# From Blower to Mower in 17 Seconds



## Dannoman (Jan 16, 2018)

Check this out...

This machine does the job year round...


----------



## dbert (Aug 25, 2013)

LawnCombine website



> Invitation to Potential Investors
> The information on this website introduces an innovative, walk behind product for which there is a ready market.

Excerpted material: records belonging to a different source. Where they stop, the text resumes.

PR #671, opened 2019-06-06
Relax Json.NET version requirements

### LINKED ISSUE #670: Be less aggressive with dependency updates in core library?
Refit currently depends on Newtonsoft.Json 12.0.1, but this is problematic in some usage scenarios where the overall dependency graph of an application may have constraints on the version of Newtonsoft.Json that can be used.

Here's a concrete example:

I have an Azure function which consumes Refit, and part of the Azure Functions SDK has a requirement to use Newtonsoft.Json 11.0.2.

This currently makes it impossible to update Refit and pick up any bug fixes or improvements in an Azure Functions app because of the dependency defined in the Azure Functions libraries.

Here's a dependabot PR that highlights this incompatibility: https://github.com/martincostello/azure-functions/pull/34

As users are able to upgrade Newtonsoft.Json themselves in their top-level application to the latest and greatest version (or not) based on their overall application requirements, it would be better if Refit's core library used the lowest-common-denominator version of Newtonsoft.Json (and any other dependencies) if no specific features in the public API surface of these dependencies are used in Refit's own code.

For example the lowest-common-denominator version of Newtonsoft.Json for .NET Standard support is 9.0.1.

In many cases applications using Refit would be ASP.NET Core apps, which would raise the Newtonsoft.Json version to 11.0.2 (see [Microsoft.AspNetCore.JsonPatch](https://www.nuget.org/packages/Microsoft.AspNetCore.JsonPatch/) NuGet package).

bennor:
This change downgrades the Newtonsoft.Json package reference (i.e. Json.NET) to a minimum of 9.01. We're not using any of the newer APIs, and all our tests pass, so I think this is okay. :rocket:

It required adding an explicit dependency on `System.Runtime.Serialization.Formatters` to the netstandard 1.4 version, and in the process of adding that I cleaned up the 1.4 specific package references in the project a tiny bit.

My only concern here is the [fairly large number of fixes in Json.NET between 9.0.1 and 12.0.2](https://github.com/JamesNK/Newtonsoft.Json/releases). This change won't stop stop anyone from referencing a later version though -- explicitly or otherwise. It just might open us up to some annoying bug reports. (As stated in the referenced issue, most people will be using a later version than 9.0.1 anyway.)

So this fixes #670, I think :joy:

-  Downgrades the `Newtonsoft.Json` package reference to a minimum of 9.01

- A dependency on `Newtonsoft.Json` 12.0.1 or higher (see #670.)

**What is the new behavior?**

- People using Azure Functions (or any other library with a strict requirement on a lower version than 12.0.1 but >= 9.0.1 will be able to use the latest version of Refit. 

**What might this PR break?**

It could expose us to bug reports for any of [the issues fixed in Json.NET since 9.0.1](https://github.com/JamesNK/Newtonsoft.Json/releases).

- [x] Tests for the changes have been added (for bug fixes / features) _Sort of. The old ones all run._
- [x] Docs have been added / updated (for bug fixes / features) _Not really applicable._

### DIFF
--- a/Refit/Refit.csproj
+++ b/Refit/Refit.csproj
@@ -8,15 +8,16 @@
   </PropertyGroup>
 
   <ItemGroup>
-    <PackageReference Include="Newtonsoft.Json" Version="12.0.1" />
-    <PackageReference Condition="'$(TargetFramework)' == 'netstandard1.4' " Include="System.Net.Http" Version="4.3.4" />
+    <PackageReference Include="Newtonsoft.Json" Version="9.0.1" />
     <Compile Remove="Features\**\*.*" />
     <None Include="Features\**\*.*" />
   </ItemGroup>
 
   <ItemGroup Condition="'$(TargetFramework)' == 'netstandard1.4' ">
     <PackageReference Include="Microsoft.AspNetCore.WebUtilities" Version="1.1.2" />
+    <PackageReference Include="System.Net.Http" Version="4.3.4" />
     <PackageReference Include="System.Reflection.TypeExtensions" Version="4.5.0" />
+    <PackageReference Include="System.Runtime.Serialization.Formatters" Version="4.3.0" />
     <PackageReference Include="System.Xml.XmlSerializer" Version="4.3.0 " />
   </ItemGroup>
   


onovotny:
I have to say, I'm not keen on using minimum versions as I tend to think that lets bugs fester. I'd venture that a significant number of people only use the transitive dependencies and don't directly reference newer versions.

Is there a specific issue with the Azure Functions runtime tracking this? I thought they had been working on something so their runtime was isolated from user code.

bennor:
Looks like there's a [functions runtime issue for it](https://github.com/Azure/azure-functions-host/issues/4049). Can't tell for certain if it's being fixed.

There are about a hundred other ways AF does my head in, so in the grand scheme of things this is pretty minor. 🤣

bennor:
@onovotny Is there any way to set up the package references so that people will be encouraged to use the latest version but still allow a previous version? Or is that just the default behaviour anyway?

If not I think we can abandon this PR and close the related issue.

onovotny:
@bennor not that I know of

Looks very similar to the Troy-built flex.
TROY-BILT® FLEX™ REDEFINES OUTDOOR POWER EQUIPMENT BY FEATURING ONE ENGINE WITH MULTIPLE ATTACHMENTS.


----------



## drmerdp (Feb 9, 2014)

That’s pretty neat. 

Troybilt has a similar FLEX system. 

FLEX? Yard Care System | Troy-Bilt® FLEX?

*dbert beat me to it.


----------



## micah68kj (Oct 8, 2011)

dbert said:


> LawnCombine website
> 
> 
> 
> ...


Our local Lowe's has 3 of these Flex machines that they may be giving away. *Nobody* is buying them. Been there for at least 2 years.


----------



## JLawrence08648 (Jan 15, 2017)

Impressive, now what about the quality?

These type of companies go out of business a few years later then what do you do for parts.


----------



## sscotsman (Dec 8, 2010)

Ariens tried it for most of the 70's, then gave up on it nearly 40 years ago..
People dont want it..I believe its due to basic lazyness. most people would prefer to pay more for two complete machines, (a complete mower and a complete snowbower) (or pay less for two cheap complete units) rather than do the "work" of switching attachments with one of these systems..(how easy it might _actually_ be is irrelevant!  No matter how easy it is to switch attachments, it will always be harder than not switching at all..)

Scot


----------



## Kielbasa (Dec 21, 2013)

It is a nice option to have, but my sno thro does enough work during the winter. She gets a long... rest through the warm months.


----------



## drmerdp (Feb 9, 2014)

I’d rather have deticated quality machines, then a mix and match setup of mediocre attachments. 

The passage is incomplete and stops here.